* WORK TASK
Report every line of the records that includes the word "ambiguity".

==========

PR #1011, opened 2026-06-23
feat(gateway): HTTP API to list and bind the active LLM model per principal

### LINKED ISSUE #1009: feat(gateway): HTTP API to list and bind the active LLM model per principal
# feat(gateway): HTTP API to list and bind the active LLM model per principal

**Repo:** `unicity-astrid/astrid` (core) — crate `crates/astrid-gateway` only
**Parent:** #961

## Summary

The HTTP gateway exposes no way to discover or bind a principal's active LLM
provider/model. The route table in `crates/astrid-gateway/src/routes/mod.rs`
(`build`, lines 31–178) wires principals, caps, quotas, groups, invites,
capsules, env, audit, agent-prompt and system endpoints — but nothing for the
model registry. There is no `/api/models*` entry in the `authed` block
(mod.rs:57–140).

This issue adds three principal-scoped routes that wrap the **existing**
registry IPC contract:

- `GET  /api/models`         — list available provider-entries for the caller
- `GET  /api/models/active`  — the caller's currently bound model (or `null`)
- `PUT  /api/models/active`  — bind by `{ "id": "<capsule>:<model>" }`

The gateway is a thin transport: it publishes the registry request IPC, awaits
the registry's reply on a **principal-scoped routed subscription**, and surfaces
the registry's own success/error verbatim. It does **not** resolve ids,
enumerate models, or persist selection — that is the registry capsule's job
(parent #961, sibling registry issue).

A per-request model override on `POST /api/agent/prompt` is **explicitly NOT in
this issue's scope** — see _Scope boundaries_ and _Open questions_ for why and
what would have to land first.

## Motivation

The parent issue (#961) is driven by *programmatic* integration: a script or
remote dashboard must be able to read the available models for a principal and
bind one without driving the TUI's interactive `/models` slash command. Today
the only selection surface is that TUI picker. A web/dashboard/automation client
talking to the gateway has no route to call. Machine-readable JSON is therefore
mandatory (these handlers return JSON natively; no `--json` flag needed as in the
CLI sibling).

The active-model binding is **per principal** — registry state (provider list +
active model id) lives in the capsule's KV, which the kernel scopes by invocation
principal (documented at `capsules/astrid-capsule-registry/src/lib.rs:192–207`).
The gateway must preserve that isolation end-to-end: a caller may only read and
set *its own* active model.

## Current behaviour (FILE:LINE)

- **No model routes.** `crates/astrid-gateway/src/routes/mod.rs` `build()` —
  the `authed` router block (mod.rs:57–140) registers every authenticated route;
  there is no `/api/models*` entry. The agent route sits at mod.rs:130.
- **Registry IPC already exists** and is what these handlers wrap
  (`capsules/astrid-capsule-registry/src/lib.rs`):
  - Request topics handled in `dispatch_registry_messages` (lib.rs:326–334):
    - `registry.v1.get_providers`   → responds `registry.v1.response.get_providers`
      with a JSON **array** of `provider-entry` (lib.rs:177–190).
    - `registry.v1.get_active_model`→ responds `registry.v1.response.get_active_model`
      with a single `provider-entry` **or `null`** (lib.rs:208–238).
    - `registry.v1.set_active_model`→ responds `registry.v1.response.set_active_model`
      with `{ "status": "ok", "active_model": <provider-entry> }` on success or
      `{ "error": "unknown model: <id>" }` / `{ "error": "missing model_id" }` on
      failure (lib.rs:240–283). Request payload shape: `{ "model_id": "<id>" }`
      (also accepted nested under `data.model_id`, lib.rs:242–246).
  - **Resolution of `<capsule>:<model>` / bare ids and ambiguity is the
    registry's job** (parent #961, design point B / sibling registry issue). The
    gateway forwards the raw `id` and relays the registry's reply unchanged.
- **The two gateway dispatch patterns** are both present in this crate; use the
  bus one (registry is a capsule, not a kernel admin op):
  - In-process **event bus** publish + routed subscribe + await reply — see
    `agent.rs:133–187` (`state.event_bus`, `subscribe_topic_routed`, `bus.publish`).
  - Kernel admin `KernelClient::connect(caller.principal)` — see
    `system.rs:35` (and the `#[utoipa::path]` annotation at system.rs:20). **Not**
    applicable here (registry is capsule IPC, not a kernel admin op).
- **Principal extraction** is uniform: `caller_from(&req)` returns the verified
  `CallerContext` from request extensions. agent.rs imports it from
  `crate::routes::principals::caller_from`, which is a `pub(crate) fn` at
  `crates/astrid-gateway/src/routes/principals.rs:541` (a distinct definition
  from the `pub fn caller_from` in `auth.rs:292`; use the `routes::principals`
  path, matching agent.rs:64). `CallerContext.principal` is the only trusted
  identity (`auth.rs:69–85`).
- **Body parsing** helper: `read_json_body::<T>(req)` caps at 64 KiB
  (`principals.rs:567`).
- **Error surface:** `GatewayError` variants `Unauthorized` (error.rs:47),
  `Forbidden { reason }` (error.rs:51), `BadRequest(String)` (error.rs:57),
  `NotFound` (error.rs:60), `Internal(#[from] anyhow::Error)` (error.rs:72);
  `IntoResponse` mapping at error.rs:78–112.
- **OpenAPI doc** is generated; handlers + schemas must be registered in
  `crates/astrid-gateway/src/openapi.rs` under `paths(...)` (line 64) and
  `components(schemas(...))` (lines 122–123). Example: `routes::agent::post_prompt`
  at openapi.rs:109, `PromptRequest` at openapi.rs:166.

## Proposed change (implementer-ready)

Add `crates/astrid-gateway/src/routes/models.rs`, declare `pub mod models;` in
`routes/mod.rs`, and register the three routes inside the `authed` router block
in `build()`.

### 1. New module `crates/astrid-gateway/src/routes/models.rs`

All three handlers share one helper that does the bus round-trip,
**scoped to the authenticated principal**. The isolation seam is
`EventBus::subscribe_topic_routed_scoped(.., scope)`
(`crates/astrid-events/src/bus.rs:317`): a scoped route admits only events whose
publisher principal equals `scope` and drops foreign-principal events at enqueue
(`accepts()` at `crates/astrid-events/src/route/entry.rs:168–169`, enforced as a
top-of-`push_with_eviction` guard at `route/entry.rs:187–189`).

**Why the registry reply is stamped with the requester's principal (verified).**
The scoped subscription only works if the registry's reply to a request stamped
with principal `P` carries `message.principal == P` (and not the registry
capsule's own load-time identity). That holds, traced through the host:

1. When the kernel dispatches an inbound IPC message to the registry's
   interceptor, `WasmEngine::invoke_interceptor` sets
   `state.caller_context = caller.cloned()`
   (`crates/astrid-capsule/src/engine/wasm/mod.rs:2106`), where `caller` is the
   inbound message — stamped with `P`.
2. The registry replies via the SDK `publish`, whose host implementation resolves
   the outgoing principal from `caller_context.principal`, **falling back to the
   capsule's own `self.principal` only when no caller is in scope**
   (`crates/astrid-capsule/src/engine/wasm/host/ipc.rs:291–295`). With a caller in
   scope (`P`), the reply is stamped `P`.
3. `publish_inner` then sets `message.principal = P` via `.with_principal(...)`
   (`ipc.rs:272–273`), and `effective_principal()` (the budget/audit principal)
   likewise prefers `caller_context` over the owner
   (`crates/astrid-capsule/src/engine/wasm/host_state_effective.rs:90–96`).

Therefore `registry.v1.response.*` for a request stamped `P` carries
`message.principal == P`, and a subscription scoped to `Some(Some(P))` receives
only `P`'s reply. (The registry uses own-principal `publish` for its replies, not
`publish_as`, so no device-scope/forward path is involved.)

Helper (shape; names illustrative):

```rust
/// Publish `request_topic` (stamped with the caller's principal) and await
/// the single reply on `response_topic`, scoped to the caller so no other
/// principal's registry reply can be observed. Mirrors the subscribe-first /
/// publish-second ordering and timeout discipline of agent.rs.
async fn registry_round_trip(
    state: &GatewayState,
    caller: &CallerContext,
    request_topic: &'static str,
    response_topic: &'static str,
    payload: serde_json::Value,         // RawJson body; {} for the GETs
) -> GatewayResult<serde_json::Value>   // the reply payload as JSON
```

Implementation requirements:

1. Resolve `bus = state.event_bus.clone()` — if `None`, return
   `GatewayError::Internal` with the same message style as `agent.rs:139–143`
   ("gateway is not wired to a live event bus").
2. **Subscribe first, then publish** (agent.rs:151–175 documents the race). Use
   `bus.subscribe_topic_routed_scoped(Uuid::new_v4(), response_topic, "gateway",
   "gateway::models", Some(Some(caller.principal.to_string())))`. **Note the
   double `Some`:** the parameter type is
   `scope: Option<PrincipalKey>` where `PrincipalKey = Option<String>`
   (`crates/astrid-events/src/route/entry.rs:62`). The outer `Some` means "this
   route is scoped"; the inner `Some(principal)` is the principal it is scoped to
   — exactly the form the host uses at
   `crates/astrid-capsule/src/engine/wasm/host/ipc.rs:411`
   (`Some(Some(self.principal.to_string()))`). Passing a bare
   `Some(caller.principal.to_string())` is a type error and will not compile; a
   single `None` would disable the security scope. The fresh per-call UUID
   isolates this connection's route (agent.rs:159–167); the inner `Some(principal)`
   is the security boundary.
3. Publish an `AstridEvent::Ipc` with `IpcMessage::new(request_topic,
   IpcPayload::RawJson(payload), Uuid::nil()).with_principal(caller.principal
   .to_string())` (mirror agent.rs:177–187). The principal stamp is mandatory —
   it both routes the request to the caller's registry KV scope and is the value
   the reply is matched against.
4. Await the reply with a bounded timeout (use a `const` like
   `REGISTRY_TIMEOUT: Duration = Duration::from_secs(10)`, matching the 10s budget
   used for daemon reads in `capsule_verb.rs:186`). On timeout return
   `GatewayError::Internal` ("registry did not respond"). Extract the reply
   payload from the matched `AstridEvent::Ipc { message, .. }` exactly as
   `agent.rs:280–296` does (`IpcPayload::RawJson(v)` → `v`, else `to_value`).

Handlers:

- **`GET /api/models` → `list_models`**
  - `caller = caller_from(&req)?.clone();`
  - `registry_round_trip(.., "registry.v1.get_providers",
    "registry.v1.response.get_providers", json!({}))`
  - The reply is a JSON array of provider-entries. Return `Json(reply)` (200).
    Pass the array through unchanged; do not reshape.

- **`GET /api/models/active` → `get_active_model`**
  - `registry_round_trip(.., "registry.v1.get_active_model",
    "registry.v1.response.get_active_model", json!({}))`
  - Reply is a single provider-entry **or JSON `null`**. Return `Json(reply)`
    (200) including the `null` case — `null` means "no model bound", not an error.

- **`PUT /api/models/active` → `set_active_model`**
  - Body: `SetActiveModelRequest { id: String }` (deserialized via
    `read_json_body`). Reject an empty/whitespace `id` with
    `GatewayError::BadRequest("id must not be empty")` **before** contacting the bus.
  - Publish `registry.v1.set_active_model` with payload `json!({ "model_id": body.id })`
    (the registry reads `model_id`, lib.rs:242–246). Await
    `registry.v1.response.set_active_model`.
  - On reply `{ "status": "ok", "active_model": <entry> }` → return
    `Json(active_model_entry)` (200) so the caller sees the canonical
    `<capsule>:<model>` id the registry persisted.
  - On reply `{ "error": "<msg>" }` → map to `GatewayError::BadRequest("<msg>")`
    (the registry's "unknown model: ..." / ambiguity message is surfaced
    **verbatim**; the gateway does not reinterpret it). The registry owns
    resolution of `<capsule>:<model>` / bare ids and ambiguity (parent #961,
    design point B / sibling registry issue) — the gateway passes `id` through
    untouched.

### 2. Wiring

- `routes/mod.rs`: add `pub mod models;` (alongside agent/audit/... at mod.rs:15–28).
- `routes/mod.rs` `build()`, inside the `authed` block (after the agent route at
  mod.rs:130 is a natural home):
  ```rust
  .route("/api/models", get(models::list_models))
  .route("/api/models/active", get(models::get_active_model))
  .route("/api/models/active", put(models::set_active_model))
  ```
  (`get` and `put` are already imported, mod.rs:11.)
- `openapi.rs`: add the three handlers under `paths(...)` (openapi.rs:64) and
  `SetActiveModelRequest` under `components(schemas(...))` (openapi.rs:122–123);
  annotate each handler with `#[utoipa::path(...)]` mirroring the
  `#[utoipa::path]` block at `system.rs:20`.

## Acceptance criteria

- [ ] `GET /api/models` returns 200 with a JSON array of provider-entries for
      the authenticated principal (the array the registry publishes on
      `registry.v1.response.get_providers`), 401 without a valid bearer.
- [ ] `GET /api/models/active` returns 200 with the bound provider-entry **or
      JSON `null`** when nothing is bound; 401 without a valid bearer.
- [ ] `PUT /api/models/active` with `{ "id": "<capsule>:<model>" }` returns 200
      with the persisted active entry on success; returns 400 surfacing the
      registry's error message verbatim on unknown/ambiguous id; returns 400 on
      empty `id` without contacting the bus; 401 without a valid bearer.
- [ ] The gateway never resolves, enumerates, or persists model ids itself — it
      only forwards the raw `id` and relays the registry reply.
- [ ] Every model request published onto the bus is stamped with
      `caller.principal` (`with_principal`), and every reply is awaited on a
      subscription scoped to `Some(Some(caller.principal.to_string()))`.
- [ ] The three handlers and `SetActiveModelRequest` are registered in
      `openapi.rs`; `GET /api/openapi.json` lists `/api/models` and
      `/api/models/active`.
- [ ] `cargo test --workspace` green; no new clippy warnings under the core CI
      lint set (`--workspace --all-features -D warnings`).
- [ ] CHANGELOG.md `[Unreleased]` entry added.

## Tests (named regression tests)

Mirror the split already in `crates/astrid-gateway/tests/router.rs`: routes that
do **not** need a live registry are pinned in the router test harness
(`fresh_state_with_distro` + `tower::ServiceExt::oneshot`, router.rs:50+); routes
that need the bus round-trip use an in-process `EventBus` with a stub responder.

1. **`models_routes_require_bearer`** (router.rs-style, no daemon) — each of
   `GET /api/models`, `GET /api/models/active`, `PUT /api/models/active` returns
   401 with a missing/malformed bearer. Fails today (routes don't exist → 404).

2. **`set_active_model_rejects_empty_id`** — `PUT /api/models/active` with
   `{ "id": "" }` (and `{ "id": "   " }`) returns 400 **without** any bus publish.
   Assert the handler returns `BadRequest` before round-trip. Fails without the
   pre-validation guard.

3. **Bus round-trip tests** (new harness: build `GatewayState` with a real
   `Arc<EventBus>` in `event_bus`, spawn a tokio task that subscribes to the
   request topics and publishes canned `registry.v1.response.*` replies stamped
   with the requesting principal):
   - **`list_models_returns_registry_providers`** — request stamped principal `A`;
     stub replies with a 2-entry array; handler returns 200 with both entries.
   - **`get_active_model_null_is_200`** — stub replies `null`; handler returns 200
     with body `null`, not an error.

==========

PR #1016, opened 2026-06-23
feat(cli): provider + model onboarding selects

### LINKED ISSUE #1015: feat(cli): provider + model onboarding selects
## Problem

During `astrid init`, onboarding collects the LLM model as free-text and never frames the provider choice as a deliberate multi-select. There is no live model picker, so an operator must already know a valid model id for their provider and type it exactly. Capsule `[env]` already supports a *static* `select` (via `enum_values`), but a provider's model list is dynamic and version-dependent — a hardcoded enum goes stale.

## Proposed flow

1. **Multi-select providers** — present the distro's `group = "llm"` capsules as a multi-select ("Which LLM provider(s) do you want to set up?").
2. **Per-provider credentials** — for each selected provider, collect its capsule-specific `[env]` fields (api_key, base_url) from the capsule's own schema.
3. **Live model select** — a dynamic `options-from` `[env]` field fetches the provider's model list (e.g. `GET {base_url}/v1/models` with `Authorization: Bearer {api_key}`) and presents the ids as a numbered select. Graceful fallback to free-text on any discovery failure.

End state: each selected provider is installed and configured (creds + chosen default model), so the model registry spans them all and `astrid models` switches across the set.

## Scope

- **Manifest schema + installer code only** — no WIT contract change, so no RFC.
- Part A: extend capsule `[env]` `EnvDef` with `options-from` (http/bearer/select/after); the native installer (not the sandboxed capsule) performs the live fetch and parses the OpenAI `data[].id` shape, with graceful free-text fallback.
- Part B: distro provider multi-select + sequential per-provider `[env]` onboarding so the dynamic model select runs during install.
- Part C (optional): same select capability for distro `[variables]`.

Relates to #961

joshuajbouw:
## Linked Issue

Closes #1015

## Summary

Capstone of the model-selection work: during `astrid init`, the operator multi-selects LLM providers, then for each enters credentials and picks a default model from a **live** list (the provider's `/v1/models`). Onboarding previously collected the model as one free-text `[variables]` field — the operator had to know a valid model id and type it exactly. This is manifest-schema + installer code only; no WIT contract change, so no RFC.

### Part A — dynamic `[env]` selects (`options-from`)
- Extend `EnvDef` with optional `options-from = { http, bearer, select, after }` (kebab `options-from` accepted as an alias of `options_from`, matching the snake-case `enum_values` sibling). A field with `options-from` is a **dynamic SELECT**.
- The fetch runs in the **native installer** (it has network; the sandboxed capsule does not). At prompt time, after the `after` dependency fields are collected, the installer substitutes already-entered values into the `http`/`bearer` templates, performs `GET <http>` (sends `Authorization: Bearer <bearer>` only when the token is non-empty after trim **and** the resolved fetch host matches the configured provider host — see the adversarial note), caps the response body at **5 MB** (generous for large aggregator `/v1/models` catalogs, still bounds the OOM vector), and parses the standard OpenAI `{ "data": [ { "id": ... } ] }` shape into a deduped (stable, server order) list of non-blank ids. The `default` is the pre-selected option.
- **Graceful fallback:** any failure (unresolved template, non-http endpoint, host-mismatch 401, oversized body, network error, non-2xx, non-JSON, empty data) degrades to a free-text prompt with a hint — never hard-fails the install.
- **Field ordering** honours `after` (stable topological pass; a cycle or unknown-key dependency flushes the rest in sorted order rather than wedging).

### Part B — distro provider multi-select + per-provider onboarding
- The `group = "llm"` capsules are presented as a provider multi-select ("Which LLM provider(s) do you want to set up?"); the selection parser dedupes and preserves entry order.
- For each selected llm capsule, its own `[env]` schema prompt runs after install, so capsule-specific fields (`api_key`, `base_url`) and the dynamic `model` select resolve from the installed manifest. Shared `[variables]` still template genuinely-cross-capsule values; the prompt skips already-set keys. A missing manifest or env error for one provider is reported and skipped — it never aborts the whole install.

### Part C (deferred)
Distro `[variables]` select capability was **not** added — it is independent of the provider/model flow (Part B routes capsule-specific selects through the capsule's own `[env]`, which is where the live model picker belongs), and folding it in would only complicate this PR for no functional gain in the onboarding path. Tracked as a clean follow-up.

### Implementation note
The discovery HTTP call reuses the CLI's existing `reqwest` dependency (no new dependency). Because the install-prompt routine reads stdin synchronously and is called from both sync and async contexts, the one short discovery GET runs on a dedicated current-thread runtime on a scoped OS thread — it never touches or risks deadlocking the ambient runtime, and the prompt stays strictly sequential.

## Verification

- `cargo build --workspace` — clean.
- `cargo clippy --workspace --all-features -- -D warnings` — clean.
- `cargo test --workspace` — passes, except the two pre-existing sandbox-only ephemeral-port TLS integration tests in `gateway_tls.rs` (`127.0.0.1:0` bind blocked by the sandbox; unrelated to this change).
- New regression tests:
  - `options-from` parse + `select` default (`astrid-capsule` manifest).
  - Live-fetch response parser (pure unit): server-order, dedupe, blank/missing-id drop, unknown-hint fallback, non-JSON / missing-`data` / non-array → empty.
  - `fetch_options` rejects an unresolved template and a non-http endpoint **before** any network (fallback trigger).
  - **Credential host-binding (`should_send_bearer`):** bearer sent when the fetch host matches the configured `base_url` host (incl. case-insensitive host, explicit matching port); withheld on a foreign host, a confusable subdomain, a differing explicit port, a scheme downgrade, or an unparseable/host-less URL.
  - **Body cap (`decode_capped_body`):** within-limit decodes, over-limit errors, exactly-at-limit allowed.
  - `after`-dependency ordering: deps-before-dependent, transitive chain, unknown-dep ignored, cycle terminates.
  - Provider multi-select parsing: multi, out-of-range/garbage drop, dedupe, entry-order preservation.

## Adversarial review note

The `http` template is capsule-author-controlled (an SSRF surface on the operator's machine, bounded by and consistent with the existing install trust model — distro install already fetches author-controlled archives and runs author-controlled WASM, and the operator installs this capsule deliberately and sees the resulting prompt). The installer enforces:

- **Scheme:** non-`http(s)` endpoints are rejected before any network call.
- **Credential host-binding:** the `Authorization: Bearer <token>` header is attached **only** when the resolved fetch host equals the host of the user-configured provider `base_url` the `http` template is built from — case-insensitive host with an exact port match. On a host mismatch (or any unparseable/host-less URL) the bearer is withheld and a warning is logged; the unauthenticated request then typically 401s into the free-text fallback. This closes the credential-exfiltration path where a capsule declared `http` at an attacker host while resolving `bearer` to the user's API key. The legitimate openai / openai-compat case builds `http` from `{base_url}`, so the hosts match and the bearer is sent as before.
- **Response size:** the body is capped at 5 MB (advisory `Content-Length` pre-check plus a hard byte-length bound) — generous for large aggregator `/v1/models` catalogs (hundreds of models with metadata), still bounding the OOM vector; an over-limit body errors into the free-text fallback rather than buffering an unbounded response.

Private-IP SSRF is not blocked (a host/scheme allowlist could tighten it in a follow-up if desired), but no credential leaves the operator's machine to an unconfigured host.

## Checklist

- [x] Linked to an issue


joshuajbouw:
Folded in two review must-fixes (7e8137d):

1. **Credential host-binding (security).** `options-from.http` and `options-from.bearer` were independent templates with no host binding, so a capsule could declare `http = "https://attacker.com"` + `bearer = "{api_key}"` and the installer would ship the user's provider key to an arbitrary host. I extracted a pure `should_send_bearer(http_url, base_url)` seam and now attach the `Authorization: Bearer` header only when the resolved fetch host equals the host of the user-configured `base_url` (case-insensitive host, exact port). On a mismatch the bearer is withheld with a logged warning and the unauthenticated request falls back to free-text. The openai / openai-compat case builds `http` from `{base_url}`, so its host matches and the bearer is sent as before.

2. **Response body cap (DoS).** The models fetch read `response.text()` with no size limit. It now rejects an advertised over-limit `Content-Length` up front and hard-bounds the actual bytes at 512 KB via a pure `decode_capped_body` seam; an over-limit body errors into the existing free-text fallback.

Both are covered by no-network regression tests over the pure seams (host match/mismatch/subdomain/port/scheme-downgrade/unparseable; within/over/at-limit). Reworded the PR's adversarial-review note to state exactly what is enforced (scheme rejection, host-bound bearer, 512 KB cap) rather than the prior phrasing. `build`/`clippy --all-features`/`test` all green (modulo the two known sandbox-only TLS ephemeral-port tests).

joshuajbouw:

==========

* EXERCISE SOLUTION
  - **Resolution of `<capsule>:<model>` / bare ids and ambiguity is the
    (the registry's "unknown model: ..." / ambiguity message is surfaced
    resolution of `<capsule>:<model>` / bare ids and ambiguity (parent #961,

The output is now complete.